For statistical process control, an important property is the underlying statistical model that is assumed to govern the defect generation process. For control of defects, the assumption is made that the defects follow a Poisson distribution. However, frequently the process is more complex and the distributions of defects are more appropriately modeled by the compound Poisson distribution. A defective item may have more than one defect that cause the item to be defective. The occurrence of defective items may follow a Poisson distribution. If an item is defective, the number of defects per item will follow another distribution. In this research, it will be assumed that given an item is defective, the number of defects follows the geometric distribution. Thus, the distribution of defects over time is the Poisson compounded with the geometric.

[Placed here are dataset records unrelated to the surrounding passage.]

PR #144, opened 2019-11-04
bump to kubernetes 1.16.2

mfojtik:


mfojtik:
/hold cancel

* Fixed build failure because of bad level of k8s.io/api

PR #919, opened 2021-09-06
Bug 1977414: check BuildConfig Secrets and ConfigMaps before start-build creates a build

alicerum:
In case of a binary build, we want to create for resources `BuildConfig` is expecting to exist, before creating the `Build` object.

This way, we'll save cluster resources by not creating objects that are destined to fail.

### DIFF
--- a/pkg/cli/startbuild/startbuild.go
+++ b/pkg/cli/startbuild/startbuild.go
@@ -33,6 +33,7 @@ import (
 	"k8s.io/apimachinery/third_party/forked/golang/netutil"
 	"k8s.io/cli-runtime/pkg/genericclioptions"
 	"k8s.io/cli-runtime/pkg/printers"
+	"k8s.io/client-go/kubernetes"
 	restclient "k8s.io/client-go/rest"
 	kcmdutil "k8s.io/kubectl/pkg/cmd/util"
 	"k8s.io/kubectl/pkg/scheme"
@@ -91,6 +92,8 @@ var (
 )
 
 type StartBuildOptions struct {
+	ctx context.Context
+
 	PrintFlags *genericclioptions.PrintFlags
 
 	Printer printers.ResourcePrinter
@@ -124,6 +127,7 @@ type StartBuildOptions struct {
 
 	Mapper         meta.RESTMapper
 	BuildClient    buildv1client.BuildV1Interface
+	KubeClient     kubernetes.Interface
 	BuildLogClient buildclientmanual.BuildLogInterface
 	ClientConfig   *restclient.Config
 
@@ -155,9 +159,9 @@ func NewCmdStartBuild(f kcmdutil.Factory, streams genericclioptions.IOStreams) *
 		Example:    startBuildExample,
 		SuggestFor: []string{"build", "builds"},
 		Run: func(cmd *cobra.Command, args []string) {
-			kcmdutil.CheckErr(o.Complete(f, cmd, args))
+			kcmdutil.CheckErr(o.Complete(cmd.Context(), f, cmd, args))
 			kcmdutil.CheckErr(o.Validate())
-			kcmdutil.CheckErr(o.Run())
+			kcmdutil.CheckErr(o.Run(cmd.Context()))
 		},
 	}
 	cmd.Flags().StringVar(&o.LogLevel, "build-loglevel", o.LogLevel, "Specify the log level for the build log output")
@@ -187,7 +191,7 @@ func NewCmdStartBuild(f kcmdutil.Factory, streams genericclioptions.IOStreams) *
 	return cmd
 }
 
-func (o *StartBuildOptions) Complete(f kcmdutil.Factory, cmd *cobra.Command, args []string) error {
+func (o *StartBuildOptions) Complete(ctx context.Context, f kcmdutil.Factory, cmd *cobra.Command, args []string) error {
 	var err error
 	o.Git = git.NewRepository()
 	o.ClientConfig, err = f.ToRESTConfig()
@@ -271,6 +275,11 @@ func (o *StartBuildOptions) Complete(f kcmdutil.Factory, cmd *cobra.Command, arg
 		return err
 	}
 
+	o.KubeClient, err = kubernetes.NewForConfig(clientConfig)
+	if err != nil {
+		return err
+	}
+
 	var (
 		name     = buildName
 		resource = build.Resource("builds")
@@ -299,7 +308,7 @@ func (o *StartBuildOptions) Complete(f kcmdutil.Factory, cmd *cobra.Command, arg
 
 	// when listing webhooks, allow --from-build to lookup a build config
 	if build.Resource("builds") == resource && len(o.ListWebhooks) > 0 {
-		build, err := o.BuildClient.Builds(o.Namespace).Get(context.TODO(), name, metav1.GetOptions{})
+		build, err := o.BuildClient.Builds(o.Namespace).Get(ctx, name, metav1.GetOptions{})
 		if err != nil {
 			return err
 		}
@@ -378,12 +387,12 @@ func (o *StartBuildOptions) Validate() error {
 }
 
 // Run contains all the necessary functionality for the OpenShift cli start-build command
-func (o *StartBuildOptions) Run() error {
+func (o *StartBuildOptions) Run(ctx context.Context) error {
 	if len(o.FromWebhook) > 0 {
 		return o.RunStartBuildWebHook()
 	}
 	if len(o.ListWebhooks) > 0 {
-		return o.RunListBuildWebHooks()
+		return o.RunListBuildWebHooks(ctx)
 	}
 
 	buildRequestCauses := []buildv1.BuildTriggerCause{}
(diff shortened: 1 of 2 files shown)


gabemontero (changes requested):
I think there is an opportunity for unit tests in https://github.com/openshift/oc/blob/master/pkg/cli/startbuild/startbuild_test.go @alicerum using the k8s fake  client

basic pass/fail based on the presence or lack there of of secrets/configmaps

Otherwise LGTM

gabemontero (commented):
I might have had the comment explaining that you've created a partial list of the specified configmaps and secrets up in `TestBuildConfigWithMissingResources` itself, but I won't block/force and update on that detail.

Also, I *think* it is OK to assume that the "all secrets / configmaps are present" would pass, but am less sure there.  Ideally having a permutation for that scenario would be best.

I'll add 

/lgtm

for now, but can reapply if you agree with me about explicitly validating the "all configmaps/secrets" scenarios is warranted.

And of course, if @adambkaplan is less lenient with me wrt this as part of deciding whether to do the approve, you'll have that to contend with.

pkg/cli/startbuild/startbuild.go
```diff
@@ -513,6 +526,112 @@ func (o *StartBuildOptions) streamBuildLogs(build *buildv1.Build) error {
...
+	}
+
+	var volumes []buildv1.BuildVolume
+	switch buildConfig.Spec.Strategy.Type {
+	case buildv1.DockerBuildStrategyType:
+		volumes = buildConfig.Spec.Strategy.DockerStrategy.Volumes
+	case buildv1.SourceBuildStrategyType:
+		volumes = buildConfig.Spec.Strategy.SourceStrategy.Volumes
+	}
+
```
coreydaley, line 555:
```suggestion
if len(volumes) == 0 {
    return nil
}

You could return quickly here if there are no volumes that need to be processed.
```

pkg/cli/startbuild/startbuild.go
```diff
@@ -513,6 +526,112 @@ func (o *StartBuildOptions) streamBuildLogs(build *buildv1.Build) error {
...
+	return nil
+}
+
+// checkNonExistantConfigMaps takes a list of ConfigMap names and returns
+// list of all of those that do not exist in the namespace
+// or return error in case of unexpected behavior
+func (o *StartBuildOptions) checkNonExistantConfigMaps(cms []string) ([]string, error) {
+	result := make([]string, 0, 3)
```
coreydaley, line 597:
```suggestion
        if len(cms) == 0 {
            return []string{}, nil
        }
	result := make([]string, 0, 3)
```

Return quickly if there are no configMaps

pkg/cli/startbuild/startbuild.go
```diff
@@ -513,6 +526,112 @@ func (o *StartBuildOptions) streamBuildLogs(build *buildv1.Build) error {
...
+	}
+
+	return result, nil
+}
+
+// checkNonExistantSecrets takes a list of Secret names and returns
+// list of all of those that do not exist in the namespace
+// or return error in case of unexpected behavior
+func (o *StartBuildOptions) checkNonExistantSecrets(secrets []string) ([]string, error) {
+	result := make([]string, 0, 3)
```
coreydaley, line 618: Same thing here, return quickly if there are no secrets passed in

gabemontero:
@coreydaley has been driving the review in a better fashion than me on this one

/assign @coreydaley 
/unassign @gabemontero 

of course still leaving @adambkaplan on for the approve label

pkg/cli/startbuild/startbuild.go
```diff
@@ -513,6 +526,120 @@ func (o *StartBuildOptions) streamBuildLogs(build *buildv1.Build) error {
 	return err
 }
 
+// checkNonExistantResources checks for Resources (config maps, secrets, etc) listed in the BuildConfig
+// and returns error in case any of them are missing, or in case of unexpected behavior
+func (o *StartBuildOptions) checkNonExistantResources() error {
+	buildConfig, err := o.BuildClient.BuildConfigs(o.Namespace).Get(context.TODO(), o.Name, metav1.GetOptions{})
```
adambkaplan, line 532: This isn't a blocking issue, more an observation that we have a lot of `context.TODO()` calls. Ideally we should have a parent context for the start-build command. We can then create sub-contexts which then give us flexibility to add things like cancellation and timeouts.

pkg/cli/startbuild/startbuild.go
```diff
@@ -513,6 +526,120 @@ func (o *StartBuildOptions) streamBuildLogs(build *buildv1.Build) error {
...
+	if err != nil {
+		return err
+	}
+
+	cms := make([]string, 0, 3)
+	secrets := make([]string, 0, 3)
```
adambkaplan, line 538: Is there a compelling reason to set an initial capacity here? I don't think we lose much with an initial capacity of 0:
```suggestion
	cms := []string{}
	secrets := []string{}
```

pkg/cli/startbuild/startbuild.go
```diff
@@ -513,6 +526,120 @@ func (o *StartBuildOptions) streamBuildLogs(build *buildv1.Build) error {
...
+	if err != nil {
+		return err
+	}
+	missingSecrets, err := o.checkNonExistantSecrets(secrets)
+	if err != nil {
+		return err
+	}
+
+	// join all the missing resources names together to form an error message
+	resourceMessages := make([]string, 0, 2)
```
adambkaplan, line 578: Ditto on the initial capacity:
```suggestion
	resourceMessages := []string{}
```

pkg/cli/startbuild/startbuild.go
adambkaplan: I'm not in favor of setting the capacity:
```suggestion
	result := []string{}
```

pkg/cli/startbuild/startbuild.go
```diff
@@ -513,6 +526,120 @@ func (o *StartBuildOptions) streamBuildLogs(build *buildv1.Build) error {
...
+func (o *StartBuildOptions) checkNonExistantConfigMaps(cms []string) ([]string, error) {
+	if len(cms) == 0 {
+		return []string{}, nil
+	}
+
+	result := make([]string, 0, 3)
+
+	for _, name := range cms {
+		_, err := o.KubeClient.CoreV1().ConfigMaps(o.Namespace).Get(context.TODO(), name, metav1.GetOptions{})
+		if err != nil && kerrors.IsNotFound(err) {
```
adambkaplan, line 605: Not a bad thing here, but I believe `kerrors.IsNotFound` returns false if `err` is nil. Feel free to discard this suggestion:
```suggestion
		if kerrors.IsNotFound(err) {
```

pkg/cli/startbuild/startbuild.go
adambkaplan:
```suggestion
	result := []string{}
```

pkg/cli/startbuild/startbuild_test.go
```diff
@@ -390,3 +395,156 @@ func TestStreamBuildLogs(t *testing.T) {
 		})
 	}
 }
+
+func TestBuildConfigWithMissingResources(t *testing.T) {
```
adambkaplan, line 399: I would like to see more test cases here - there are a lot of permutations we should check:

1. BuildConfig with no Secrets or ConfigMaps
2. BuildConfig with build input Secrets only (available and missing)
3. BuildConfig with build input ConfigMaps only (available and missing)
4. BuildConfig with build input Secrets and ConfigMaps (available and missing)
5. BuildConfig with build volume Secrets in source strategy (available and missing)
6. BuildConfig with build volume ConfigMaps in source strategy (available and missing)
7. BuildConfig with build volume secrets in Docker strategy (available and missing)
8. BuildConfig with build volume ConfigMaps in Docker strategy (available and missing)
9. BuildConfig with build volume Secrets and ConfigMaps in Docker strategy (available and missing)
10. BuildConfig with build input and volumes - Secrets and ConfigMaps (basically everything)

I would be OK with combining some of these, as you would hit 19 test cases here doing each of these individually.

adambkaplan (changes requested):
Ironing out the details here - core logic looks good.

adambkaplan:
/retitle Bug 1977414: check BuildConfig Secrets and ConfigMaps before start-build creates a build

adambkaplan:
/approve

Signaling that this change should go in once code issues are addressed.

pkg/cli/startbuild/startbuild.go
coreydaley: We have a lot of code that does a nil check before using `kerrors.IsNotFound()` (https://github.com/openshift/oc/search?q=kerrors.IsNotFound), I don't think it is a strictly bad idea since it future proofs the code. But, we also have some code that does not do that first. Is there any doc that points to whether or not that function handles nil ok?

pkg/cli/startbuild/startbuild.go
alicerum: I'll do it for the `startbuild.go` then. Ideally we should create an issue and work on that through as much as possible, at least whole `build` part of `oc`. I don't want to do more here in this PR at least, in order to not make it bigger that it has to be.

adambkaplan (approved):
/lgtm

PR #930, opened 2021-09-15
OWNERS: Prune crawford

wking:
Alex has left Red Hat :(.


sdodson:
Need to chase all who have left but since these PRs are already open I'll merge.

Issue #941, opened 2021-09-26
Must-Gather pod scheduled on NotReady nodes.


apoorvajagtap:
We have observed some intermittent behavior while the collection of must-gather, where the must-gather pod gets scheduled to one of the master nodes which is actually in `NotReady` state with `SchedulingDisabled`. (when --node-name is not specified).

This seems to be due to the [`tolerations`](https://github.com/openshift/oc/blob/master/pkg/cli/admin/mustgather/mustgather.go#L653-L657) set in the MG pod's template.
As it just specifies `Operator: Exists`, this check seems to overlook the situation when the node might have additional taints like `node.kubernetes.io/unreachable` or `node.kubernetes.io/not-ready` existing.

PR #942, opened 2021-09-26
Modified MG pod tolerations

apoorvajagtap:
Fixes: https://github.com/openshift/oc/issues/941
As per the current tolerations, `Operator: Exists`, the must-gather pod is spawned with following `spec.tolerations`:

> $ oc get pods must-gather-2cnh8 -ojson -n openshift-must-gather-strbd | jq .spec.tolerations
> [
>   {
>     "operator": "Exists"
>   }
> ]

After specifying the `Key: "node-role.kubernetes.io/master"`, the pod comes up with these additional tolerations (which helps to take the `not-ready` and `unreachable` conditions into consideration):

> $ oc get pods must-gather-lcq28 -ojson -n openshift-must-gather-j245c | jq .spec.tolerations
> [
>   {
>     "key": "node-role.kubernetes.io/master",
>     "operator": "Exists"
>   },
>   {
>     "effect": "NoExecute",
>     "key": "node.kubernetes.io/not-ready",
>     "operator": "Exists",
>     "tolerationSeconds": 300
>   },
>   {
>     "effect": "NoExecute",
>     "key": "node.kubernetes.io/unreachable",
>     "operator": "Exists",
>     "tolerationSeconds": 300
>   }
> ]

### DIFF
--- a/pkg/cli/admin/mustgather/mustgather.go
+++ b/pkg/cli/admin/mustgather/mustgather.go
@@ -594,8 +594,12 @@ func (o *MustGatherOptions) newPod(node, image string) *corev1.Pod {
 	nodeSelector := map[string]string{
 		corev1.LabelOSStable: "linux",
 	}
+
+	tolerationKey := ""
+
 	if node == "" {
 		nodeSelector["node-role.kubernetes.io/master"] = ""
+		tolerationKey = "node-role.kubernetes.io/master"
 	}
 
 	ret := &corev1.Pod{
@@ -649,7 +653,7 @@ func (o *MustGatherOptions) newPod(node, image string) *corev1.Pod {
 			TerminationGracePeriodSeconds: &zero,
 			Tolerations: []corev1.Toleration{
 				{
-					Key:      "node-role.kubernetes.io/master",
+					Key:      tolerationKey,
 					Operator: "Exists",
 				},
 			},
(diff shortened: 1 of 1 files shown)


apoorvajagtap:
Hi @deads2k @soltysh, I would really like to know your inputs on this one, whenever possible.
In case I have missed any specific part of the workflow, please let me know and I'll abide by that. Thank you!

pkg/cli/admin/mustgather/mustgather.go
```diff
@@ -649,6 +649,7 @@ func (o *MustGatherOptions) newPod(node, image string) *corev1.Pod {
 			TerminationGracePeriodSeconds: &zero,
 			Tolerations: []corev1.Toleration{
 				{
+					Key:      "node-role.kubernetes.io/master",
 					Operator: "Exists",
```
soltysh, line 653: This particular use-case is to ensure that we match all possible taints, see Note section in https://kubernetes.io/docs/concepts/scheduling-eviction/taint-and-toleration/ I'd suggest adding another toleration like the one you're proposing, but only when node wasn't specified. Your current code will break that last assumption.

soltysh (changes requested):

pkg/cli/admin/mustgather/mustgather.go
apoorvajagtap: Thank you @soltysh. I have modified the toleration considering the conditions. Let me know if this fits better or not.

soltysh (approved):
/lgtm
/approve

soltysh:
This PR is being reverted in #1003 since it's blocking k8s bump, also upon further investigation I see the current approach with tolerations as intended and we won't change it.

PR #924, opened 2021-09-10
Bug 1858760: allow Authorization Service URL to differ from Registry URL when retrieving tokens

atiratree:
Since we are trying to switch to podman backend (https://github.com/openshift/oc/pull/893) it makes sense to start using similar logic here (please see https://github.com/containers/image/blob/main/pkg/docker/config/config.go for reference). This fixes most of our auth issues.

We cannot fully switch to a podman backend yet, since this comes up with some incomptability issues: eg wrong auth config path order.

The implementation is also leveraging new CredentialStoreFactory interface, but for that we need the following PRs.

TODO:
- [x] https://github.com/openshift/library-go/pull/1224
- [x] https://github.com/openshift/oc/pull/949

PR #947, opened 2021-09-30
use CredentialStoreFactory instead of static CredentialStore

atiratree:
to use a newer approach as mentioned: https://github.com/openshift/library-go/pull/1205#issuecomment-925840746

TODO:

- [ ] https://github.com/openshift/oc/pull/949


pkg/cli/image/manifest/dockercredentials/credentials.go
```diff
@@ -15,29 +15,22 @@ import (
...
-		DockerKeyring:     keyring,
-		RefreshTokenStore: registryclient.NewRefreshTokenStore(),
+// NewCredentialStore creates a new credential store that uses the authFilePath file
+// (defaults to a docker locations) to find a valid
+// authentication for registry targets.
+func NewCredentialStore(authFilePath string) (auth.CredentialStore, error) {
+	var cfg credentialprovider.DockerConfig
+	var err error
+
+	if authFilePath != "" {
```
atiratree, line 25: I can still move this logic to the Basic method but that would mean we would have to load the config twice because we need to notify the user when invalid config is specified (on CLI).

@dmage do you still think this is a problem? From what I see `CredentialStoreFor` is called just before making the connection

atiratree:
unit tests failing because of openshift/api update. https://github.com/openshift/oc/pull/949 needs to merge first

atiratree:
closing in favor of https://github.com/openshift/oc/pull/924

PR #952, opened 2021-10-07
pkg/cli/admin/upgrade: Indent multi-line messages

wking:
Replace output like:

```console
$ oc adm upgrade
Cluster version is 4.9...

Upgradeable=False

  Reason: MultipleReasons
  Message: Cluster should not be upgraded between minor versions for multiple reasons: ClusterVersionOverridesSet,Testing
* Disabling ownership via cluster version overrides prevents upgrades. Please remove overrides before continuing.
* Cluster operator testing should not be upgraded between minor versions: Testing upgradeable https://example.com/a.

warning: Cannot display available updates:
  Reason: NoChannel
  Message: The update channel has not been configured.
```

With:

```
...
  Message: Cluster should not be upgraded between minor versions for multiple reasons: ClusterVersionOverridesSet,Testing
  * Disabling ownership via cluster version overrides prevents upgrades. Please remove overrides before continuing.
  * Cluster operator testing should not be upgraded between minor versions: Testing upgradeable https://example.com/a.
...
```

From the viewpoint of quality control, process quality can be improved by moving special causes. Two broad types of special causes, transient and persistent special causes, are reported in the literature. Two proposed methods, the empirical Bayes control chart for the geometric Poisson random variables and the geometric Poisson CUSUM control scheme, aim at removing both transient and persistent special causes. Both proposed approaches utilize the historical information concerning the process. The former can detect shifts in much wider situations. The latter would be more sensitive to small sustained shifts caused by persistent special causes. Using the simulated data, the performance of these proposed quality control methods and classical Poisson-based control methods is compared. The test results show an underestimation of Type I error and the number of false alarms generated, if the underlying defect distribution is wrongly assumed.

Although two alternatives in detecting mean shift or structure change for the geometric Poisson random variables are proposed, the relationship between these two is complementary.